- Born: 1964 (age 61–62) Arusha, Tanzania
- Occupation: Mine owner

= Hussein Abebe =

Mine owner from Tanzania

Hussein Abebe is a mine owner from Tanzania who US prosecutors claimed sold hundreds of pounds of TNT to Ahmed Ghailani, which were then used to bomb US embassies in Africa. Abebe's own capture, and his potential testimony against Ghailani, stirred controversy, as it followed confessions extracted from Ghailani under torture in Central Intelligence Agency black sites.

==Capture and detention in Tanzania==

The New York Times reported that US and Tanzanian officials spent a year trying to find and identify Abebe, based on the information extracted from Ghailani. Ghailani's prosecutor's narrative was that, once located, Abebe acknowledged that he did sell TNT he had access to, for use in mining, and that when he sold TNT to Ghailani he believed it was for use in legitimate mining.

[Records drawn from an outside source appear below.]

PR #1484, opened 2018-06-06
Improve the throughput of the C client when uploading

jfsmig:
##### SUMMARY
* Reduce the number of memory copies
* Work with larger buffers
* Only reload data when necessary
* Fix the management of timeouts, previously polled too often

##### ISSUE TYPE
`enhancement`

##### COMPONENT NAME
`core`

##### SDS VERSION
`openio 4.1.24`

### DIFF
--- a/core/http_put.c
+++ b/core/http_put.c
@@ -627,8 +627,8 @@ http_put_step (struct http_put_s *p)
 		long timeout = 0;
 		curl_multi_timeout (p->mhandle, &timeout);
 		if (timeout < 1000) {
-			tv.tv_sec = 0;
-			tv.tv_usec = timeout * 1000;
+			tv.tv_sec = timeout / 1000;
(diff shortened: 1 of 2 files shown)


core/http_put.c
```diff
@@ -627,8 +627,8 @@ http_put_step (struct http_put_s *p)
 		long timeout = 0;
 		curl_multi_timeout (p->mhandle, &timeout);
```
murlock: Case with timeout == -1 is unmanaged

core/http_put.c
```diff
@@ -627,8 +627,8 @@ http_put_step (struct http_put_s *p)
...
 		if (timeout < 1000) {
-			tv.tv_sec = 0;
-			tv.tv_usec = timeout * 1000;
+			tv.tv_sec = timeout / 1000;
```
murlock: if timeout < 1000, then timeout / 1000 is still 0 ?

PR #1493, opened 2018-06-12
sqliterepo/election: Fix the detection of Rogue nodes

jfsmig:
##### SUMMARY
Fix the detection of Rogue Nodes in the FSM of the elections in sqliterepo.

Prior to the patch, a rogue node caused the election member to never reach the MASTER state, without removing the rogue node.

##### ISSUE TYPE
`bugfix`

##### COMPONENT NAME
`sqliterepo`

##### SDS VERSION
`openio 4.1.25.dev9`


jfsmig:
Introduced at commit ecc099904d0af75f02515ff34b545a4d92d0d093

PR #1494, opened 2018-06-12
meta*, sqlx: Restore the cache of the resolver

jfsmig:
##### SUMMARY
In terms of performance, bring the 4.2.x in the row of the 4.1.x

##### ISSUE TYPE
`enhancement`

##### COMPONENT NAME
`sqliterepo`, `resolver`

##### SDS VERSION
`openio 4.1.25.dev45`

### DIFF
--- a/sqlx/sqlx_service.c
+++ b/sqlx/sqlx_service.c
@@ -362,7 +362,11 @@ _init_configless_structures(struct sqlx_service_s *ss)
 		GRID_WARN("SERVICE init error: memory allocation failure");
 		return FALSE;
 	}
-	oio_var_fix_one("resolver.cache.enabled", "false");
+
+	/* JFS: It was a good idea initially, to turn caching of and avoid
+	 * many decache orders to have predictive movers and rebuilders...
+	 * But it turns so slow without that cache :/ */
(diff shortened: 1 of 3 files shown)


sqlx/sqlx_service.c
```diff
@@ -358,7 +358,11 @@ _init_configless_structures(struct sqlx_service_s *ss)
 		GRID_WARN("SERVICE init error: memory allocation failure");
 		return FALSE;
 	}
-	oio_var_fix_one("resolver.cache.enabled", "false");
+
+	/* JFS: It was a good idea initially, to turn caching of and avoid
+	 * many decache orders to have predictive movers and rebuilders...
+	 * But it turns so slow without that cache :/ */
+	//oio_var_fix_one("resolver.cache.enabled", "false");
```
fvennetier: Could we make `resolver.cache.enabled` false by default*, and enable it by configuration when someone complains about speed? I'm not sure trading reliability for speed is a good idea.

_\* oio-proxy has another parameter overriding this one, and it will continue using cache_

jfsmig: You are right. Let's do this.

PR #1499, opened 2018-06-22
Do not swallow account exceptions

fvennetier:
##### SUMMARY
Before this commit, for any kind of error, the Python API was responding "No Account service found". Now it will at least log the initial error.

##### ISSUE TYPE
Bugfix Pull Request

##### COMPONENT NAME
Python API

##### SDS VERSION
```
openio 4.1.27.dev6
```


oio/account/client.py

The Guelph Mercury reported that Abede had been working as a taxi driver when authorities found him.

==Potential role in Ghailani's trial==

US District Court Judge Lewis A. Kaplan convened hearings to determine whether he should allow Abebe to testify in September 2010.

On September 19, 2010, The New York Times quoted Karen Greenberg, a law professor who specializes in National Security law, as stating the ruling over whether Abebe testimony would be allowed would set the precedent for all future testimony that derived from evidence extracted through torture in any future trials.

Courthouse News reported that Valentine Mlowola, the police officer who interrogated Abebe, made mistakes during his interrogation that contributed to Kaplan's decision to bar Abebe's testimony.

A motion filed by Ghailani's defense counsel, seeking a new trial, asserted that prosecutors used Abebe to "dupe" the court.